Diffraction and Interference
Lauren Hoffman and Jake Benner
In this lab, we found the fraction of the maximum light intensity at differing angles using
a light sensor with an aperture bracket mounted on a rotary motion sensor and a green laser. We
recorded the angle and light intensity data for both the single-slit and double-slit. We then used
this data to create a graph in Origin. In addition, we create a fit function using I0, a, and d as
parameters. Our goal was to see how closely our data fit this theoretical function.
Results
Figure 1. Intensity vs Angular Distance
We found that our data did not closely fit the theoretical function. We know this because
our reduced chi-squared test result was only .03521. Generally, a large reduced chi-square fitting
indicates a poor fit and a very small statistic means that the fit doesn’t include all of the data, as
is our case.
It looks like the function fits our data best at the top, the peaks at the end of the central
section of peaks, and for the tails at the very end of the graph. Our function is meant to fit data
that’s symmetric about the central peak. Some of our points line up with this pattern, but for the
most part they look to be too high. This might be because we either moved the sensor too fast
across the track (resulting in a lower intensity because we didn’t give it enough time to register
the light), or too slow (meaning that the sensor picked up the maximum intensity available for
that angle. I would think this is a good thing but we weren’t consistent with it for every run).

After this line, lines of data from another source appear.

Issue #5360, opened 2026-08-11
Upgrade caused a font dilemma: numbered symbols break italics, and vice versa


yyx-dev:
### Describe the bug

After I updated to the latest version, I noticed some "issues" with the font rendering. Since the new version prioritizes the Inter font over system-ui (Microsoft YaHei on Windows), symbols like ① in my articles are rendered extremely large by Inter. In the stable version, they were rendered by Microsoft YaHei and appeared at a normal size.

However, if I move system-ui ahead of Inter in the font-family stack, the numbered symbols display correctly, but then italic rendering becomes problematic—whereas in the stable version, italics were rendered by Inter.

<img width="1787" height="623" alt="Image" src="https://github.com/user-attachments/assets/5dd73365-8b06-408f-8fe3-5edc3014d38a" />

So no matter how I adjust the order of system-ui and Inter, either the numbered symbols or the italics end up looking off—yet in the stable version, both were just right. But I don't want to give up the latest version, because the compilation speed is significantly faster.

Additionally, I noticed that the new version has removed system-ui from the font-family stack, and the top navigation bar is now rendered with Inter. The display effect for Chinese text is as follows—it's quite hard to make out the group headings and article titles.

<img width="265" height="682" alt="Image" src="https://github.com/user-attachments/assets/8e1d4269-54a3-4300-92ea-1a1166f9d19b" />

I suspect that something in the @font-face rules has changed, but I don't know much about front-end development and am hesitant to mess with it. Could anyone offer some guidance?

### Reproduction

This is what happened after I upgraded to the new version.

### Expected behavior

look like stable version.

### System Info

```Text
PS C:\Users\yyx_d> npx envinfo --system --npmPackages vitepress --binaries --browsers

  System:
    OS: Windows 10 10.0.19045
    CPU: (16) x64 AMD Ryzen 7 4800H with Radeon Graphics
    Memory: 8.71 GB / 15.37 GB
  Binaries:
    Node: 24.18.0 - C:\Program Files\nodejs\node.EXE
    npm: 11.16.0 - C:\Program Files\nodejs\npm.CMD
  Browsers:
    Chrome: 151.0.7922.76
    Internet Explorer: 11.0.19041.5794
```

### Additional context

Should I just copy all the @font-face rules from the stable version's font.css into the new version? If that really doesn't work, I'll just roll back to the stable version.

### Validations

- [x] Check if you're on the [latest VitePress version](https://github.com/vuejs/vitepress/releases/latest).
[...]

PR #5365, opened 2026-08-12
fix(theme): fix menu dropdown group dividers

bluwy:
### Description

#5326 introduced a bug where items in a dropdown menu didn't have the dividers properly rendered. This is because the styles are like `.VPMenuGroup + .VPMenuGroup` and `.VPMenuGroup:first-child` which didn't work because there's now a `li` wrapping the `.VPMenuGroup`.

In this PR, I took the simple approach of removing the nesting, and rendering the `li` directly in the components, i.e. `VPMenuLink` and `VPMenuGroup`. I don't know if this is the best pattern for project, but it seems somewhat safe as both are only used by `VPMenu`.

Alternatively, I was testing with `:global(li:has(> .VPMenuGroup) + li:has(> .VPMenuGroup))` for example, but it didn't look great so I tossed it. However, it's still an option on the table.

### Linked Issues

n/a. found this while checking things myself.

### Additional Context

Note, this doesn't affect `VPNavScreenMenu`. It looks like its components don't depend on this kind of dependent style.

Screenshots before & after (using groups syntax in the config):

image

image

---

> [!TIP]

### DIFF
--- a/src/client/theme-default/components/VPMenuGroup.vue
+++ b/src/client/theme-default/components/VPMenuGroup.vue
@@ -9,13 +9,15 @@ defineProps<{
 </script>
 
 <template>
-  <div class="VPMenuGroup">
+  <li class="VPMenuGroup">
     <p v-if="text" class="title">{{ text }}</p>
 
-    <template v-for="item in items" :key="JSON.stringify(item)">
-      <VPMenuLink v-if="'link' in item" :item />
-    </template>
-  </div>
+    <ul>
+      <template v-for="item in items" :key="JSON.stringify(item)">
+        <VPMenuLink v-if="'link' in item" :item />
+      </template>
+    </ul>
+  </li>
 </template>
 
 <style scoped>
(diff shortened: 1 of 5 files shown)


src/client/theme-default/components/VPMenuGroup.vue
```diff
@@ -9,13 +9,15 @@ defineProps<{
...
 <template>
-  <div class="VPMenuGroup">
+  <li class="VPMenuGroup">
     <p v-if="text" class="title">{{ text }}</p>
 
-    <template v-for="item in items" :key="JSON.stringify(item)">
-      <VPMenuLink v-if="'link' in item" :item />
-    </template>
-  </div>
+    <ul>
```
bluwy, line 15: A drive-by change: Wrapped a `ul` here so that the group links are properly within a child `ul`.

brc-dd:
Thanks, yeah I noticed it here as well - https://github.com/vuejs/vitepress/issues/5360#issuecomment-5250365841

We decided to use 0 < I0 < 1.2, 0 < a < 45, and 0 < d < 255. When we estimated too high
for a and d, our fit function only covered about half way up the graph. The lower the values we
used, the better the fit. The errors for a and d were 2.171 micrometers and 1.734 micrometers,
respectively. The value for d from our data was within the accepted value, but the value for a
was not. Deciding on the criteria for I0 was a different case. When we first tried the equation,
using 1.2 resulted in a bad function when the criteria for a and d were too high. Keeping the
other criteria constant, we used .8 but the function fit for single slit diffraction rather than double
slit. We decided to try and re-input the same equation we’d been using for the function again,
and when we went back to 1.2 and lowered the other values, we got the result in Figure 1. We
aren’t really sure why this happened, but we may have lost parentheses when we redid the
equation, thus leading to our final fit result. The error in I0 was 0. Our initial values for I0, a, and
d were 1, 40, and 250, and we fixed I0 so that it wouldn’t vary unlike a and d.
Also, when we went through other iterations, our fit function did not change and chisquared stayed the same. We aren’t sure why this is, but we are happy enough with this result.